Ragged, wearing torn plastic flip-flops, many seem too poor to be able to flee anywhere. This does not seem to be the case of Abdo, a 19-year-old apprentice mechanic, who attributes his decision to stay to “pride”, but it does seem to be the case of Nizar Noon, who is 62 years old and punished.
This man has been left alone in his house. His family has fled and he says “he has nowhere to go.” Then he takes a small bottle of alcohol out of his pocket, takes a sip and recognizes that it helps him ward off fear. If in Lebanon as a whole poverty has tripled in the last decade to reach 44% of the population, according to the World Bank, in the region surrounding Baalbek, some calculations raise that percentage to more than 60%.
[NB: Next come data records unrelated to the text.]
PR #9514, opened 2026-09-17
Register the remaining five state premium programs in household_health_benefits

mikewolfd:
## Problem

`healthcare_benefit_value.py` adds all nine state marketplace premium programs, but `gov.household.household_health_benefits` — the list `household_health_benefits` sums, and so the one that reaches `household_benefits` and `household_net_income` when `gov.simulation.include_health_benefits_in_net_income` is on — carried only four: California, Colorado, Maryland and New Mexico. Covered Connecticut, ConnectorCare, NJ Health Plan Savings, Vermont Premium Assistance and Washington Cascade Care Savings were computed and dropped.

This is the same omission caught for Maryland in review (C2, a6acf1f: "register md_premium_assistance in household_health_benefits.yaml … not only healthcare_benefit_value.py"); the five programs added since repeated it.

## Fix

Add the five variables to `household_health_benefits.yaml` in every period they exist.

## Tests

Seven new cases in the `household_health_benefits` YAML test pin the flow: five forced-value cases, one derived Washington unit (12 × $55 = 660, under the cap) and one derived New Jersey unit (12 × $100 × 1 member = 1,200, under the residual), so each registration is checked end to end. `policyengine-core test policyengine_us/tests/policy/baseline/household`: 558 pass.

https://claude.ai/code/session_01Q7xBzQqLTkE1HJLYJbG5S3


hua7450 (approved):
Reviewed the five registrations and aggregation paths. The default health-benefits flag remains false, so baseline outputs are unchanged and the combined health-inclusive output counts these subsidies once. Validated 26 repository tests and 21 additional checks. The separate combined-output double-counting issue when the flag is explicitly enabled can be addressed in a follow-up.

Issue #1189, opened 2022-07-28
Georgia income tax


MaxGhenis:
* [2021 booklet](https://dor.georgia.gov/document/booklet/2021-it-511-individual-income-tax-booklet/download)
* [Chapter 7](https://advance.lexis.com/documentpage/?pdmfid=1000516&crid=fcb8a062-e7f6-47c7-b75d-20561b282b9a&nodeid=ABWAALAAB&nodepath=%2FROOT%2FABW%2FABWAAL%2FABWAALAAB&level=3&haschildren=&populated=false&title=CHAPTER+7+Income+Taxes&config=00JAA1MDBlYzczZi1lYjFlLTQxMTgtYWE3OS02YTgyOGM2NWJlMDYKAFBvZENhdGFsb2feed0oM9qoQOMCSJFX5qkd&pddocfullpath=%2Fshared%2Fdocument%2Fstatutes-legislation%2Furn%3AcontentItem%3A6348-G0H1-DYB7-W3J7-00008-00&ecomp=vgf5kkk&prid=84953788-e42b-4311-a60c-458ea00138ef) (income tax) and [chapter 7A](https://advance.lexis.com/documentpage/?pdmfid=1000516&crid=6abe9219-3f97-4123-bbf1-3304170588ff&nodeid=ABWAAMAAB&nodepath=%2FROOT%2FABW%2FABWAAM%2FABWAAMAAB&level=3&haschildren=&populated=false&title=CHAPTER+7A+Tax+Credits&config=00JAA1MDBlYzczZi1lYjFlLTQxMTgtYWE3OS02YTgyOGM2NWJlMDYKAFBvZENhdGFsb2feed0oM9qoQOMCSJFX5qkd&pddocfullpath=%2Fshared%2Fdocument%2Fstatutes-legislation%2Furn%3AcontentItem%3A6348-G0H1-DYB7-W3SG-00008-00&ecomp=vgf5kkk&prid=84953788-e42b-4311-a60c-458ea00138ef) (tax credits) of Official Code of Georgia Annotated

MaxGhenis:
Closing as implemented in current main. Georgia now has modeled income tax rate schedules, standard deduction, exemptions, low-income credit, child/dependent care credit, credit ordering, AGI/taxable-income variables, and integration/unit tests under policyengine_us/tests/policy/baseline/gov/states/ga/tax/income/. The remaining open Georgia state-income-tax child issues identified here are now closed as implemented.

PR #9529, opened 2026-09-18
Apply Montana 2021 income tax rebate once per return

### LINKED ISSUE #9528: Montana 2021 income tax rebate clipped per spouse and distorts the filing election
## Bug

Montana's 2021 income tax rebate ([MCA 15-30-2191](https://archive.legmt.gov/bills/mca/title_0150/chapter_0300/part_0210/section_0910/0150-0300-0210-0910.html)) is the lesser of the return's 2021 income tax liability or a per-return cap ($1,250, or $2,500 for a joint return). PolicyEngine modeled it as a **per-person non-refundable credit** ($1,250 in each spouse's column). Two problems on a combined-separate (MFS-on-same-return) filing:

1. **Per-column clipping** — the rebate was capped at each spouse's separate-column liability, so a couple whose combined liability exceeds the cap could still lose part of the rebate when one spouse's column liability is below their $1,250 share.
2. **Election distortion** — because the rebate was a non-refundable credit, it entered the separate-vs-joint election (which minimizes tax after non-refundable credits). Zeroing it (as the TAXSIM emulator does to report `srebate`) flipped the election, so the measured rebate under-reported.

Found via [policyengine-taxsim #1189](https://github.com/PolicyEngine/policyengine-taxsim/issues/1189): a joint couple with a 2021 liability of $4,701 (Form 2 columns $4,195 + $506) received only **$1,949** of the $2,500 rebate.

## Fix

Model the rebate once per return:
- Remove `mt_income_tax_rebate` from the non-refundable credit list so the filing election no longer depends on it.
- Add `mt_income_tax_before_2021_rebate` — the elected income tax before refundable credits and the rebate (Form 2 line 20, excluding the rebate).
- Make `mt_income_tax_rebate` a tax-unit variable = `min(per-return cap, mt_income_tax_before_2021_rebate)`, and subtract it in `mt_income_tax_before_refundable_credits_unit` (read by `state_income_tax`) and `mt_income_tax`.

The rebate now reports its capped value and reaches the full $2,500 for unequal joint filers whose combined liability exceeds the cap, without altering which filing status minimizes tax.

DTrim99:
Closes #9528.

Montana's 2021 income tax rebate (MCA 15-30-2191) is the lesser of the return's 2021 liability or a per-return cap ($1,250, or $2,500 joint). It was modeled as a per-person non-refundable credit ($1,250 per spouse's column), which on a combined-separate return (1) clipped the rebate to a spouse's separate-column liability and (2) entered the separate-vs-joint election, so zeroing it (as the TAXSIM emulator does for `srebate`) flipped the election and under-reported the rebate — [policyengine-taxsim #1189](https://github.com/PolicyEngine/policyengine-taxsim/issues/1189): $1,949 of a $2,500 rebate for a couple with $4,701 of 2021 liability.

## Changes
- `credits/non_refundable.yaml`: drop `mt_income_tax_rebate` from the 2021 list so the election is rebate-independent.
- New `mt_income_tax_before_2021_rebate`: elected income tax before refundable credits and the rebate (Form 2 line 20 without the rebate).
- `mt_income_tax_rebate`: now a tax-unit variable = `min(per-return cap, mt_income_tax_before_2021_rebate)`.
- `mt_income_tax_before_refundable_credits_unit` (read by `state_income_tax`) and `mt_income_tax`: subtract the rebate once per return.
- Tests: rewrote the rebate test (unit-level, capped, plus a #1189 regression where the lower spouse's $206.80 column keeps the full $2,500); moved the election-min tests to `mt_income_tax_before_2021_rebate`; updated the issue-9012 integration case and moved the TAXSIM-parity rebate zeroing to the tax-unit level.

## Validation
The taxsim emulator on the #1189 record now returns siitax **$2,201.39** and srebate **$2,500** (was $1,949), with `staxbc` corrected to $4,701 (separate filing, matching the taxpayer's Form 2 columns). The full Montana test suite passes (one unrelated pre-existing `mt_taxable_social_security` case aside, which is a dataset/version difference, not touched here).


MaxGhenis (commented):
Thanks for digging into this. I think the rebate rule here goes the wrong way for couples who file separately on the same form, so I would hold off merging.

**The cap follows the Montana return, and status 2a is two returns.** The DOR [rebate report](https://archive.legmt.gov/content/Committees/Interim/2023-2024/Revenue/Meetings/May-2024/5.1-DOR-rebate-report.pdf#page=6) says: "For individuals, or those who filed married filing separately, the maximum rebate was $1,250 or the amount the taxpayer reported at line 20 ... whichever was lower. For married couples who filed a joint return, the maximum rebate was $2,500." On page 10 it adds that "married couples who filed separately were ... treated as separate individuals," and that those couples asked why they did not get $2,500. The 2021 Form 2 labels column B "for spouse when filing separately using filing status 2a."

This PR sets `cap = p.amount[filing_status]` from the federal filing status, so a federally joint couple gets the $2,500 cap even when `mt_files_separately` is true. The new case "Unequal joint filers keep the full rebate without per-column clipping" pins exactly that: `mt_files_separately: true` with `mt_income_tax_rebate: 2_500`. Under the DOR rule, filing separately gives that couple min(1,250, 5,099.51) + min(1,250, 206.80) = 1,456.80 of rebate and 3,849.51 of tax, so they file jointly and pay 3,123.22.

**Main already gets the tax right.** Flooring each column at zero after a $1,250 credit is the same as subtracting min(1,250, line 20) per spouse, and the joint path does the same with 2,500. `mt_files_separately` then picks the cheaper of the two. For the 90,000 / 15,000 couple, main returns that 3,123.22 and this PR returns 2,806.31.

**What is wrong on main is the reported value.** `mt_income_tax_rebate` returns the uncapped $1,250 per spouse, so it overstates the rebate whenever line 20 is below the cap. Reporting min(cap, line 20), per column when the couple files separately, would fix #9528's second point without moving anyone's tax.

Smaller things:

- `mt_income_tax_rebate` moves from Person to TaxUnit. Anyone who sets it per person (the TAXSIM parity tests did) gets a parsing error after this.
- The three references are replaced by one URL that now renders only "15-30-2191. Terminated." The archived statute and the DOR report carry the amounts.
- `mt_income_tax_before_refundable_credits_unit` changes formula, and its test file is renamed onto the new variable, so it ends up with no test of its own. The head of household and surviving spouse cases are dropped.
- `amount.yaml` gives `SURVIVING_SPOUSE` $2,500. The statute's $2,500 is only for "a married couple filing a joint return," so that one looks like $1,250. That predates this PR.

DTrim99:
## Review fixes applied (@MaxGhenis)

Thanks for the detailed review. All points addressed:

- **B1 (blocking) — per-column cap implemented, tax unchanged.** The tax mechanics are reverted to `main` (byte-identical), and the 2021 rebate is now a reporting-only value capped per column at `min($1,250, that column's pre-2021-rebate liability)` via a new reporting-only cap-base variable. No one's tax moves. Verified: `mt_income_tax` / `mt_income_tax_before_refundable_credits_unit` diffs vs `main` are empty, and all 20/20 `main` integration cases reproduce identically.
- **Person entity kept** on `mt_income_tax_rebate` (no Person→TaxUnit change), so per-person setters/TAXSIM-parity inputs still parse.
- **3 references restored** on the rebate variable (archived MCA 15-30-2191, HB 192 enrolled-bill PDF, DOR May 2024 rebate report), matching `amount.yaml`.
- **Tests:** HOH and surviving-spouse (QSS) rebate cases restored; separate-filer cap boundary cases (just-below / just-above $1,250) added; the unit variable's own test restored. **33/33 green.**

Two notes for you:

- **(a) One example figure in the review needed correction.** The 90k/15k couple elects **separate** filing under `main`'s optimizer, so its tax is **$5,306.31**, not the joint $3,123.22 cited in the review (engine-verified). The rebate for that case reports `[1250, 206.80]` per column.
- **(b) The pre-existing `SURVIVING_SPOUSE: $2,500` in `amount.yaml` was left as-is.** It predates this PR and the review only hedged on it ("looks like $1,250"), so I kept it out of scope here — happy to open a follow-up issue if it should be $1,250.

PavelMakarchuk (changes requested):
The revised per-column caps and retained Person entity resolve the earlier concerns. However, deleting `mt_income_tax_rebate` from `credits/non_refundable.yaml` removes its aggregation into household resources without adding a replacement payment path. The new rebate output is calculated but no longer contributes to household net income.

The PR's own single-filer test increases tax from $1,089.51 to $2,339.51; the joint example increases it from $18.22 to $2,518.22. Keeping a separate payment outside Form 2 tax can be intentional, but the payment still needs to reach disposable income under the chosen booking year. Please restore that effect and add an integration assertion for household resources. The claim that tax is unchanged also needs updating.

Please add source references to `mt_income_tax_before_2021_rebate` and assert actual rebate/cap values in the advertised boundary test, which currently checks only the filing election. The current PR description also still describes a TaxUnit implementation that this head no longer uses.

DTrim99:
## Fixes applied (4a3b9156a7): Pavel's review

**Payment path restored.** `mt_income_tax_rebate` is now the third `adds` entry of `mt_refundable_credits`. It is booked to TY2021 as a Montana refundable payment, following the repo's existing prior-year rebate convention (GA HB 162 is the closest analog; CT, NM and RI work the same way). It sits in exactly one aggregate. It is not in any benefits list or `spm_unit_benefits`, and not in `credits/refundable.yaml`, because that list feeds the elderly homeowner/renter credit's gross-income line and would inflate 2021 household income for that credit. SPM resources pick it up through `state_income_tax`.

| 2021 case | `household_net_income` before → after | `state_income_tax` before → after |
|---|---|---|
| Single, $50k | 40,940.49 → **42,190.49** (+1,250) | 2,339.51 → **1,089.51** |
| Joint, $60k / $0 | 51,901.78 → **54,401.78** (+2,500) | 2,518.22 → **18.22** |

Both cases are now integration tests at the bottom of `mt/tax/income/integration.yaml`. They also assert `household_refundable_state_tax_credits`, `mt_refundable_credits` and `household_tax_before_refundable_credits`.

**The separate-vs-joint election stays rebate-free.** The same per-person rebate is subtracted on the separate and joint paths, so it drops out of `mt_files_separately`. This matches the DOR rebate report ([printed p.11](https://archive.legmt.gov/content/Committees/Interim/2023-2024/Revenue/Meetings/May-2024/5.1-DOR-rebate-report.pdf#page=13)): couples' rebates "were affected by the filing status they chose on their 2021 Montana tax return", and amending to change status "would not result in a greater rebate." The 2021 returns were filed in 2022, before HB 192 passed.

**Rebate zeroed outside 2021.** Checking for leaks turned up that parameter backdating had copied the 2021 amounts into 2015–2020, so booking the rebate as a refundable credit would have paid $1,250 in those years. `amount.yaml` now starts with `0000-01-01: 0` for every filing status, the same pattern as GA HB 162, and a 2020 guard case covers it.

**Other asks**
- `mt_income_tax_before_2021_rebate` now cites MCA 15-30-2191(1)(a), (2), (6) (archived), HB 192 Sec. 2(1)(a) and (2), 2021 Form 2 lines 18–20 and Column B, and DOR report printed pp.10–11.
- **Boundary test.** The old "just below the cap" case was mislabeled: the second column's line 20 was 1,994.51, above the cap. The pair now sits on either side of the $1,250 cap and asserts the cap base, the rebate, `mt_files_separately` and `mt_income_tax`:
  - $34,000: line 20 is 1,235.51, so the rebate is 1,235.51.
  - $34,500: line 20 is 1,270.01, so the rebate is 1,250.
- **Tax claims.** Montana tax values are back to main's, except where the rebate-free election changes the filing status (below). The changelog and the PR description are updated, and the description now describes the Person-level implementation.

**@MaxGhenis: the $90k/$15k couple.** Main gives 3,123.22 (joint, $2,500 rebate). This head gives **3,849.51** (separate, 1,456.80 rebate). That matches the figure you worked out for separate filing. Without the rebate, separate filing is cheaper (5,306.31 vs 5,623.22), which is the status they would have filed in 2022. My earlier 5,306.31 note left the rebate out entirely; that gap is what this commit closes.

**Verification.** Local runs: `credits/rebate/` 14/14, `tax_calculation/` 3/3, MT `integration.yaml` 22/22. `ruff format` is clean. An independent validator pass came back clean, and no partner files were touched.

PR #9531, opened 2026-09-18
Add AZ refundable dependent credit and MA/UT dependent exemption age-split contribs

DTrim99:
Closes the remaining model-side gaps for converting state dependent provisions into under-18 credits (the CPID conversion toolkit; dashboard-side wiring follows separately).

## Arizona — refundable dependent tax credit
`gov.contrib.states.az.dependent_credit.refundable.in_effect` pays the portion of the dependent tax credit stranded past the nonrefundable liability cap as a refund (same shape as the GA refundable CTC contrib: recompute the ordered-credit limit, refund `max(potential − applied, 0)`, per-period `in_effect` gate). The new `az_refundable_dependent_tax_credit` is appended to the AZ refundable-credit list from 2024 via `modify_parameters`. It reads `az_dependent_tax_credit_potential`, so it composes with the existing AZ dependent-credit contrib (flat amount / age limit) — covered by a composition test.

## Massachusetts — dependent exemption age split
`gov.contrib.states.ma.dependent_exemption` reprices the Part B dependent exemption per dependent with an optional age limit: dependents under the threshold take the reform amount (0 = repeal), older dependents keep the baseline $1,000. The amount uses a negative sentinel meaning "track baseline" (AZ/RI pattern), so enabling only the age limit is a pure no-op — asserted in tests. Personal, blind, and aged exemptions are untouched, as is the No Tax Status worksheet (leaving NTS at baseline means the repeal never harms an NTS-protected filer).

## Utah — dependent exemption age split
`gov.contrib.states.ut.dependent_exemption` does the same for the per-dependent exemption inside the Taxpayer Tax Credit, splitting it from the shared (uprated) personal-exemption amount — the piece the blanket `repeal_state_dependent_exemptions` contrib could only neutralize whole. The 59-10-1018(1)(g) newborn additional exemption follows the reform amount (newborns are under any threshold), asserted in a dedicated test.

## Notes
- All three creators use the standard 5-year `in_effect` lookahead.
- NC needs no equivalent: `nc_child_deduction` counts `ctc_qualifying_children` (under 17), so a plain repeal is already the under-18 repeal.
- 12 YAML tests across the three contribs: baseline-equivalence sentinels, under-18 repeals preserving an older dependent, AZ liability-cap arithmetic + contrib composition, UT newborn interaction. `make format` applied; ruff clean.


MaxGhenis (commented):
Thanks for these three. CI is green, but one thing in the Arizona reform needs a fix before this merges.

**The Arizona refund is registered more than once.** `modify_parameters` appends `az_refundable_dependent_tax_credit` to `gov.states.az.tax.income.credits.refundable` without checking whether it is already there:

```python
current = node("2024-01-01")
node.update(..., value=current + ["az_refundable_dependent_tax_credit"])
```

A reform's `modify_parameters` runs more than once per build. On main at 25380edf72 I applied the same unguarded append through `Simulation(reform=...)`: the function ran three times and the 2026 list held the new name three times, so `az_refundable_credits` would add the refund once per copy. Every list-append reform on main guards against this, for example [`ct_tax_rebate_2026.py`](https://github.com/PolicyEngine/policyengine-us/blob/main/policyengine_us/reforms/states/ct/tax_rebate_2026/ct_tax_rebate_2026.py#L29-L37) and [`id_ctc_reform.py`](https://github.com/PolicyEngine/policyengine-us/blob/main/policyengine_us/reforms/states/id/ctc/id_ctc_reform.py#L88-L95):

```python
if "az_refundable_dependent_tax_credit" not in current:
    node.update(..., value=list(current) + ["az_refundable_dependent_tax_credit"])
```

**No test would catch it.** The four Arizona cases assert only `az_dependent_tax_credit_potential` and `az_refundable_dependent_tax_credit`. Could one case also assert `az_refundable_credits` and `az_income_tax`? That is the aggregate where a duplicate shows up. The Massachusetts and Utah cases have the same gap: none asserts the state income tax.

**Smaller: the Massachusetts and Utah formulas never read their own `in_effect`.** The Arizona variable gates per period with `where(p.refundable.in_effect, ...)`, and its comment explains why: the reform is installed for the whole simulation once it is active in any of the next five years. The Massachusetts and Utah replacements read `amount` and `age_limit.in_effect` only, so a year with `in_effect: false` and a non-negative `amount` still gets the reform amount. Gating on `pc.in_effect` per period would make the three consistent.

DTrim99:
Thanks Max — all three addressed in 4d986ec77e:

1. **Registration guard**: `modify_parameters` now checks `if "az_refundable_dependent_tax_credit" not in current` before appending (the ct_tax_rebate_2026 / id_ctc pattern), so repeated runs register the refund exactly once.
2. **Aggregate asserts**: the no-liability AZ case now asserts `az_refundable_credits: 250` and `az_income_tax: -250` — a double registration would surface as an extra $250 per copy. (Moved that case's AGI above the excise-credit limit so the aggregate isolates the new credit.) The MA and UT repeal cases now assert the state income tax with hand-checkable arithmetic: MA $2,020 → $2,070 (+5% of the repealed $1,000), UT $1,379 → $1,508 (+6% of the repealed ~$2,159 through the taxpayer credit).
3. **Per-period gates**: the MA and UT replacement formulas now gate on their own `in_effect` per period, mirroring the AZ refund's gate and comment; each file gains an inertness case asserting that a set `amount` does nothing in a period where `in_effect` is false.

14 YAML tests pass locally (4 AZ, 5 MA, 5 UT); ruff clean.

DTrim99:
CI note for the remaining red check: **Quick Feedback (Selective Tests + Coverage) has been runner-evicted twice at the tail of the job with every test passing.** Both attempts show identical behavior — the selective batches (code-health file, then the az/ma/ut contrib dirs and direct YAMLs) all complete with green dots, and then the runner receives a shutdown signal during the final batch/coverage step (`##[error]The runner has received a shutdown signal`, exit 143 — the same OOM-eviction signature that hit the Rest job on this PR before the rebase). Attempt 1 died 90 minutes in, attempt 2 at 50 minutes, both right after `contrib/states/ut` finishes.

All 34 other checks pass, including the sharded Full Suite contrib jobs that run these same tests without coverage instrumentation. I've kicked off a third attempt; if it survives, great — otherwise this looks like the coverage job's single-process memory ceiling rather than anything in the diff, and I'll defer to you on whether to treat the check as advisory here.

hua7450:
**Arizona: the refund inherits a baseline credit-ordering issue that first affects dollars here**

The refund is computed correctly for the ordering the model uses: `az_refundable_dependent_tax_credit` keys `state_non_refundable_credit_limit` off the same `gov.states.az.tax.income.credits.non_refundable` list and the same `"az_dependent_tax_credit"` ordering key as baseline `az_dependent_tax_credit`, so potential − applied is exactly the stranded portion. The problem is the baseline list itself.

`parameters/gov/states/az/tax/income/credits/non_refundable.yaml` from 2021 on is:

```yaml
- az_charitable_contributions_credit
- az_dependent_tax_credit
- az_family_tax_credit
```

The forms apply the dependent and family credits **before** any Form 301 credit, including the charitable ones:

- 2025 Form 140 booklet: line 49 Dependent Tax Credit, line 50 Family Income Tax Credit, line 51 nonrefundable credits from Form 301, line 52 "Subtract lines 49, 50, and 51 from line 48" ([p. 26](https://azdor.gov/sites/default/files/document/FORMS_INDIVIDUAL_2025_140Booklet.pdf#page=26), [p. 30](https://azdor.gov/sites/default/files/document/FORMS_INDIVIDUAL_2025_140Booklet.pdf#page=30)).
- 2025 Form 301 instructions, Part 2: line 31 tax subtotal; line 32 "the total amount of family income tax credit and dependent tax credit claimed on your income tax form" (Form 140 lines 50 and 49); line 33 = line 31 − line 32, floored at zero; "The total amount of tax credits you use cannot exceed the amount entered on line 33" ([p. 3](https://azdor.gov/sites/default/files/document/FORMS_CREDIT_2025_301_i.pdf#page=3)). The qualifying charitable organizations credit is line 39 of that section, drawing only on what is left ([p. 4](https://azdor.gov/sites/default/files/document/FORMS_CREDIT_2025_301_i.pdf#page=4)).
- The 2022 forms have the same sequence (140i [p. 21](https://azdor.gov/sites/default/files/2023-03/FORMS_INDIVIDUAL_2022_140i-2D.pdf#page=21) and [p. 24](https://azdor.gov/sites/default/files/2023-03/FORMS_INDIVIDUAL_2022_140i-2D.pdf#page=24); 301i [p. 3](https://azdor.gov/sites/default/files/2023-03/FORMS_CREDITS_2022_301i.pdf#page=3)).

In baseline the order is invisible: whichever credit is labelled "applied," the total nonrefundable credits and `az_income_tax` are the same, so no existing test catches it. Once this refund is on, the order changes a dollar outcome.

Example, 2026, single filer, one dependent under 17 (potential $125), `az_income_tax_before_non_refundable_credits` $300, qualifying charitable organizations credit $300, `refundable.in_effect: true`:

| | Form order | Model order |
|---|---|---|
| Dependent credit applied | $125 | $0 (charitable takes the full $300 first) |
| Stranded dependent credit → refund | $0 | $125 |

The form gives the charitable credit a five-year carryforward and pays no refund; the model pays $125.

Suggested handling: this is a baseline fix (reorder the list to dependent, family, then charitable from 2021) rather than a change to this PR, so I'd file it as a follow-up and add a note in the PR that the refund depends on the baseline ordering. Population affected is small (AZ filers with charitable credits and liability below the combined credits), but the direction is one-sided.

DTrim99:
@hua7450 Ordering-dependency note added at `policyengine_us/reforms/states/az/dependent_credit/az_dependent_credit_reform.py` line 89, explaining that the refund inherits the baseline `gov.states.az.tax.income.credits.non_refundable` ordering (charitable before dependent/family, contrary to Forms 140/301). The baseline reorder itself is tracked separately in issue #9559 rather than fixed in this PR. AZ contrib tests unchanged: refundable 4/4 and dependent_credit_reform 5/5 pass.

hua7450 (approved):
Approving at head e316956.

Reviewed the three contribs against A.R.S. 43-1073.01, MA G.L. c.62 §3 and §5, Utah Code 59-10-1018, and the 2022/2025 Forms 140 and 301. The MA and UT inert paths and the negative-sentinel paths reproduce baseline exactly; the AZ refund is exactly the stranded portion and composes with the existing AZ dependent-credit and EITC contribs; the registration guard, aggregate assertions, and per-period `in_effect` gates from Max's review are all in place. The AZ baseline credit-ordering dependency is documented in the formula and tracked in #9559.

34 of 35 checks pass on this head. The remaining Quick Feedback coverage job was runner-evicted (shutdown signal) with every selective batch passing, including all MA and UT contrib cases; the sharded Full Suite Contrib jobs that run the same YAML files pass.

Non-blocking follow-ups noted from the review: the MA No Tax Status / Limited Income Credit thresholds keep the baseline per-dependent add-on (c.62 §5 cross-references the §3(B)(b)(3) exemption), which is worth stating in the parameter description as a deliberate hold-harmless choice; and an at-threshold age case (dependent exactly 18) plus an AZ case where liability absorbs the whole credit would pin the boundaries.

PR #1734, opened 2020-11-29
Add post mapping builder event

darthf1:
Fixes https://github.com/FriendsOfSymfony/FOSElasticaBundle/issues/1725

PR #1741, opened 2020-12-01
Make event classes final

darthf1:
As mentioned in https://github.com/FriendsOfSymfony/FOSElasticaBundle/pull/1734#discussion_r532887585

### DIFF
--- a/src/Event/PostIndexPopulateEvent.php
+++ b/src/Event/PostIndexPopulateEvent.php
@@ -11,6 +11,6 @@
 
 namespace FOS\ElasticaBundle\Event;
 
-class PostIndexPopulateEvent extends IndexPopulateEvent
+final class PostIndexPopulateEvent extends IndexPopulateEvent
 {
 }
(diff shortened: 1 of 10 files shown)


src/Event/PostIndexPopulateEvent.php
```diff
@@ -11,6 +11,6 @@
 
 namespace FOS\ElasticaBundle\Event;
 
-class PostIndexPopulateEvent extends IndexPopulateEvent
+final class PostIndexPopulateEvent extends IndexPopulateEvent
```
deguif, line 14: Maybe we should also mark the corresponding base class as `abstract`?

darthf1: done

darthf1: Hm tests fail if I add abstract. Should the tests be changed or should we refrain from adding abstract? 

https://travis-ci.com/github/FriendsOfSymfony/FOSElasticaBundle/jobs/451397287

XWB: An abstract class should not be initialized.

If the class was not meant to be abstract, removing the keyword should be enough.

darthf1: Ok, then its done. The result is no abstract classes.

PR #1742, opened 2020-12-01
Mark base event classes as abstract

deguif:


XWB:
A much better solution :+1:

PR #1743, opened 2020-12-07
Fix wrong merge

deguif:


deguif:
It seems the project has some issue with travis now, as tests were not run.

Issue #1732, opened 2020-11-25
Provide parameters in `indexable_callback`


darthf1:
Hi! I'm not sure if this is a feasible request, its sort of a continuation of https://github.com/FriendsOfSymfony/FOSElasticaBundle/issues/1717

All my entities are related to a `Project` entity. When a user does a certain action for `Project.id = 1`, I want to re-index only objects related to `Project.id = 1`.

The current `indexable_callback` is already powerful; I can call whatever class/function I want. What I don't understand is how I can make the `indexable_callback` function aware that `Project.id` should be `1`. The only parameter currently provided to the callback method is the `$object` being indexed.

An option could be to just write the `Project.id` to a file, and check that file in the `indexable_callback` function. But I cant imagine this being a final solution. I thought about defining a project parameter in the container just before calling the populate command, and have that parameter injected into the callback class. But parameters need to be set before the container is compiled.

What I can imagine, that it would be possible to provide an `options` parameter to the `fos:elastica:populate` command, and whatever you put in there gets passed as a parameter into the `indexable_callback` function next to the object being indexed. I'm not sure if this could be made possible.

What would be the best way to tackle this?

PR #1757, opened 2021-02-11
feat: allow to pass additional options to the provider

darthf1:
This resolves https://github.com/FriendsOfSymfony/FOSElasticaBundle/issues/1732.

This PR adds an additional parameter to the populate command called `options`. My use case is that I almost never want to fully re-index, but just want to add new documents to the index. The additional options provided, like `--options=project=1`, are passed to the provider. With a custom provider, I can make sure to only Index documents where project=1 (when `--no-reset` is set as well).

These options are converted from `--options=key=value` to `["key" => "value"]`, merged with the other options, and then passed through to the provider.


darthf1:
So what are your thoughts about this PR?

PR #1761, opened 2021-03-12
Allow to disable aliasing when creating index

deguif:
This is complementary to https://github.com/FriendsOfSymfony/FOSElasticaBundle/pull/1577

Permit to disable automatic aliasing when creating a new index.
This is useful when creating a new index that will be switched later (once populate is done for example).


XWB:
:+1:

PR #1762, opened 2021-03-12
Migrate unit / functional tests on github action

deguif:


deguif:
@XWB I think it's ready for now.
I didn't migrate the test coverage part but can be reintroduced later.
This will allow us to unlock releasing ;)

A few meters from Noon’s house, another house has been destroyed by an Israeli projectile. A fragment of a wall dating from the French protectorate, about 50 meters from the ruins of the Roman site, has also collapsed. That strange gray dust left by the bombs covers the rubble and destroyed houses. Suddenly, a loud explosion sounds from who knows where.
At the Dar al Amal hospital, where Céline lies in nearby Duris, nurse Haidar wondered this Friday who “will take care of the patients” if everyone leaves. At 21 years old, he had never seen children with war wounds until now. On September 23, seven minors arrived at their ICU. Six had to be intubated. Two others already brought in bodies, he says. Some were unrecognizable, “disfigured by burns”; others suffered serious head injuries. “Six of those children died,” he recalls.